* [TASK ITEM]
If a line in the records below contains "fldigi", copy that line.

RECORD EXCERPTS: Begin

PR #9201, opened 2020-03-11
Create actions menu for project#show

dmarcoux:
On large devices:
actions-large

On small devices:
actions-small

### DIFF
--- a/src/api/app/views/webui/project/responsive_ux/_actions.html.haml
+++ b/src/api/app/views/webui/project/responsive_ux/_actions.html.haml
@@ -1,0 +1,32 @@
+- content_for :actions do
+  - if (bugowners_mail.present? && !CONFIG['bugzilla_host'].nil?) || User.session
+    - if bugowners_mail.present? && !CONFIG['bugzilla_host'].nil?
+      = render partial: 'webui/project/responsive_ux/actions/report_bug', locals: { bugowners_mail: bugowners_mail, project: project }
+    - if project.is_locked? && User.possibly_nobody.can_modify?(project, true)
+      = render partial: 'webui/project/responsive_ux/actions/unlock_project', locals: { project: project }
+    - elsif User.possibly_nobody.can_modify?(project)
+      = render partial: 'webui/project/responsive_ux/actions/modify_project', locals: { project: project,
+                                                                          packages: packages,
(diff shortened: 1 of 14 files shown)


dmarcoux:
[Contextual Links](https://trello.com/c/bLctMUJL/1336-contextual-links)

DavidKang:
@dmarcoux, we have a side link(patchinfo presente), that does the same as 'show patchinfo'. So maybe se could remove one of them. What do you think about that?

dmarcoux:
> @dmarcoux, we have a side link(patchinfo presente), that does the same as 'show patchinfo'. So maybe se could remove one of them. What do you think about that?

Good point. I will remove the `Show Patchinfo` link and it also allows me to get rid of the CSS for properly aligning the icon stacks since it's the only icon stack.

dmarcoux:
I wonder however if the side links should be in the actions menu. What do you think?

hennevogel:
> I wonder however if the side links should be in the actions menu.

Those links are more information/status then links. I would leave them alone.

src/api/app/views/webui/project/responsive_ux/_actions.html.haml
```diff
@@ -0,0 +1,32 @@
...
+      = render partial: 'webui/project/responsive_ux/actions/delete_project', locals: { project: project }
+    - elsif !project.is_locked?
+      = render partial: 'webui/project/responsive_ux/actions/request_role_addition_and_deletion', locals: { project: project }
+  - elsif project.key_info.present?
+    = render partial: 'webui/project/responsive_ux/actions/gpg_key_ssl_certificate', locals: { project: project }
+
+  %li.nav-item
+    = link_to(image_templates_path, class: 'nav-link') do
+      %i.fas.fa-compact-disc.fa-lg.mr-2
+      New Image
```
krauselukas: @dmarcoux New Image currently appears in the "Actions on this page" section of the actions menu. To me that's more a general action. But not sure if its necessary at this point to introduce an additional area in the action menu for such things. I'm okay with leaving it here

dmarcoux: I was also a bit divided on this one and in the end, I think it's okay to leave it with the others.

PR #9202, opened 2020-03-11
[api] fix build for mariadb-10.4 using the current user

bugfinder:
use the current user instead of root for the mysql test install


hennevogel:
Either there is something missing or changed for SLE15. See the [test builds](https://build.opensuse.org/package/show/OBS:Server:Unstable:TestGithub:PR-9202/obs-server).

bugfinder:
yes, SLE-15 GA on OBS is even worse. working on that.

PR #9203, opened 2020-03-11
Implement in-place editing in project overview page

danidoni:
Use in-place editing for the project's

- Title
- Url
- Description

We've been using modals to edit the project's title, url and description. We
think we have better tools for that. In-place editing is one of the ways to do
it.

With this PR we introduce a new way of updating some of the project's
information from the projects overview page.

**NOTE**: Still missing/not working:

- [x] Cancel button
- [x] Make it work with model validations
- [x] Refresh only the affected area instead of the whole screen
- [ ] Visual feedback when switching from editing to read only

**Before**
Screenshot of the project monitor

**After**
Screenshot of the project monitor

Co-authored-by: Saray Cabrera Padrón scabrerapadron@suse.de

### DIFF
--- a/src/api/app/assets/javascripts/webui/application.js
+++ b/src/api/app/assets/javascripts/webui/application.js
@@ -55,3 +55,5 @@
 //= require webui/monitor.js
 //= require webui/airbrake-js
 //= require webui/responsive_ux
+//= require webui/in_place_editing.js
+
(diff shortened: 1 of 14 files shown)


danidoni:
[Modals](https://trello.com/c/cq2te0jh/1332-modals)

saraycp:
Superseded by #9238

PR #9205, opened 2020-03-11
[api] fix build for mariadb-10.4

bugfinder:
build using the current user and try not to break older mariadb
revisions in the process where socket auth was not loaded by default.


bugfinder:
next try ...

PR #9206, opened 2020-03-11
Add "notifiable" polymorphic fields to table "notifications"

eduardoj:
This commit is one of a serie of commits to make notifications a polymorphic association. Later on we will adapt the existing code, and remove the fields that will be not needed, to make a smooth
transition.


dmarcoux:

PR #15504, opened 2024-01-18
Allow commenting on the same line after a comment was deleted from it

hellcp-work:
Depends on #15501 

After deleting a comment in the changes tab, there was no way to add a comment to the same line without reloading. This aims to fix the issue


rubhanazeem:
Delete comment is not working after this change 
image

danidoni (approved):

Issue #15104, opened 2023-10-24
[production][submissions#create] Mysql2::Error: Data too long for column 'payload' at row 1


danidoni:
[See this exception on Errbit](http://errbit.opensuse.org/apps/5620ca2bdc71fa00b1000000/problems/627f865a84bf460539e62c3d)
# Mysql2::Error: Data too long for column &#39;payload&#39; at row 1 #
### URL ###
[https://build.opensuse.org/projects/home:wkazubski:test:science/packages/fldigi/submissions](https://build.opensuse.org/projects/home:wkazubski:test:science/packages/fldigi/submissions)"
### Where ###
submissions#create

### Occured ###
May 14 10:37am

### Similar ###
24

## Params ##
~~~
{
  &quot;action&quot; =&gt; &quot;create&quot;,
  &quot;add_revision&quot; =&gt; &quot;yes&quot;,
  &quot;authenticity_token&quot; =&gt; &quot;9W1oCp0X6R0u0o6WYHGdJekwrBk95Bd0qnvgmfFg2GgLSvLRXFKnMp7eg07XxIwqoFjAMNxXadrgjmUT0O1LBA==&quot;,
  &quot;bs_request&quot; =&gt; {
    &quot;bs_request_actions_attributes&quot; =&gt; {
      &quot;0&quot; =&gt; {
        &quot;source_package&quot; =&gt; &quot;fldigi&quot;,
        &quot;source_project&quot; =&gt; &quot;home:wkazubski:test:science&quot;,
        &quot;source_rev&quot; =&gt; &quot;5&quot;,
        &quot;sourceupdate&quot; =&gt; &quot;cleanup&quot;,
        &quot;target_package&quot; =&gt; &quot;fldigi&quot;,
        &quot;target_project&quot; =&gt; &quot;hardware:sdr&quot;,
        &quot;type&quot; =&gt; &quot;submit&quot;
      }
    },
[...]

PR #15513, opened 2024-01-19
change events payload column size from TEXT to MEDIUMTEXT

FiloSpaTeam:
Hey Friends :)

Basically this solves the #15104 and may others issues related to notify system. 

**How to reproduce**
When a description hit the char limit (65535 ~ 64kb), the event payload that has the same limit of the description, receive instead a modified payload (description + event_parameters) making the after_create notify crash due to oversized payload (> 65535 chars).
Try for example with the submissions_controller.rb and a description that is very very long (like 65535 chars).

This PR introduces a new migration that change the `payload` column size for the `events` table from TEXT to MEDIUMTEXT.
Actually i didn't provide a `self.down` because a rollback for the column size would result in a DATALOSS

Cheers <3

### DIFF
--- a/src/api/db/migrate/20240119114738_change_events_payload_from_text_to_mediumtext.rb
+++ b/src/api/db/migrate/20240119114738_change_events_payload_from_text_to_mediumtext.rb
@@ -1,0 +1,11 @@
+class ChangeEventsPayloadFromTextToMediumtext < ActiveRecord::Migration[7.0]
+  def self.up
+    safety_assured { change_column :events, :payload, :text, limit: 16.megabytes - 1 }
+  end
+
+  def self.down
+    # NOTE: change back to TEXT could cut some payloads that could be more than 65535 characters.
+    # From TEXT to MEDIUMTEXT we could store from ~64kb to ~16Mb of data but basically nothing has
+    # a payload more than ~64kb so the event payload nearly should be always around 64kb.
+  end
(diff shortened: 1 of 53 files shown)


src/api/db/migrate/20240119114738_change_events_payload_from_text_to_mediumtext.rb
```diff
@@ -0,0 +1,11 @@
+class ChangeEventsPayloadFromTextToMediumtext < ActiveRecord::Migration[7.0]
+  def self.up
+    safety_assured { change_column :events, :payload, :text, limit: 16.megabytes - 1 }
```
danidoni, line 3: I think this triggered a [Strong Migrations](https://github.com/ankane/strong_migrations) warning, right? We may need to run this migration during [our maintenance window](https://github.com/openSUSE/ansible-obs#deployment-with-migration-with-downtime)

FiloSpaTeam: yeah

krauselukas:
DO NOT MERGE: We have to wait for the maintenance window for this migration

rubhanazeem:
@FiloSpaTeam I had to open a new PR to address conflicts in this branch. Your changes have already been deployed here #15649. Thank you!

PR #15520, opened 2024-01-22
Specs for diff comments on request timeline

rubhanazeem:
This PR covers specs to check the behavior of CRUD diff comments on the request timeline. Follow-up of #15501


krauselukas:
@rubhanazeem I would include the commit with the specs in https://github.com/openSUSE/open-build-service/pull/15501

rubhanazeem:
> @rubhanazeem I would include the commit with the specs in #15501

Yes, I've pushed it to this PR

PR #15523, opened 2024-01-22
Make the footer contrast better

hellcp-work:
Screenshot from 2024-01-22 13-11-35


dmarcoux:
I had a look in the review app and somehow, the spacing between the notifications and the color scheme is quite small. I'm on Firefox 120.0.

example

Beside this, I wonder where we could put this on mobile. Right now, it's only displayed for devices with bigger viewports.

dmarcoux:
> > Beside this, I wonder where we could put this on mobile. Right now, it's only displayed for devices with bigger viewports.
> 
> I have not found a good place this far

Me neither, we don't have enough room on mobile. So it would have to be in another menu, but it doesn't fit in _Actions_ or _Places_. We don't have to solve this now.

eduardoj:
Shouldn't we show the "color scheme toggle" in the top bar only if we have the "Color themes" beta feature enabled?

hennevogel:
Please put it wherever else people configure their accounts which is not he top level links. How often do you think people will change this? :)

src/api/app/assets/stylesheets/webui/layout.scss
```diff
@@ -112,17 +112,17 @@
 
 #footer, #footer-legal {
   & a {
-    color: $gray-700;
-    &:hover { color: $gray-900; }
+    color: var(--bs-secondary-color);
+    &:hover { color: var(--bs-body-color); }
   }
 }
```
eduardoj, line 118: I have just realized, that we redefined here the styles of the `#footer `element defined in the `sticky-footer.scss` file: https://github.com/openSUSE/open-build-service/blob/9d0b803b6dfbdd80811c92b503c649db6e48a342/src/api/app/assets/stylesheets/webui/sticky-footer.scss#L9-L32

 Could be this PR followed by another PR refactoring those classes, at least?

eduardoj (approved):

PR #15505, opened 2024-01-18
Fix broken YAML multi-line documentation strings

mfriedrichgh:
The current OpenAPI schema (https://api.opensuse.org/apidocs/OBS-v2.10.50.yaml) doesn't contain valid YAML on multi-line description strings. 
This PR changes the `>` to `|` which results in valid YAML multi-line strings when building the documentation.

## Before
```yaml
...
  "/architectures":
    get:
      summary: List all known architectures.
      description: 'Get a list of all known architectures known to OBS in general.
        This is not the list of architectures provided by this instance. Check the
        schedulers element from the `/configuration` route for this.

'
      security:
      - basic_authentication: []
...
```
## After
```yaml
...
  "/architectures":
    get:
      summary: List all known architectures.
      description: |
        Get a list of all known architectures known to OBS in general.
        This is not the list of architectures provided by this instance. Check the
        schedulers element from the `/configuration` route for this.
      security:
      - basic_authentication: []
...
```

RECORD EXCERPTS: End

* [ANSWER BOX]
[https://build.opensuse.org/projects/home:wkazubski:test:science/packages/fldigi/submissions](https://build.opensuse.org/projects/home:wkazubski:test:science/packages/fldigi/submissions)"
        &quot;source_package&quot; =&gt; &quot;fldigi&quot;,
        &quot;target_package&quot; =&gt; &quot;fldigi&quot;,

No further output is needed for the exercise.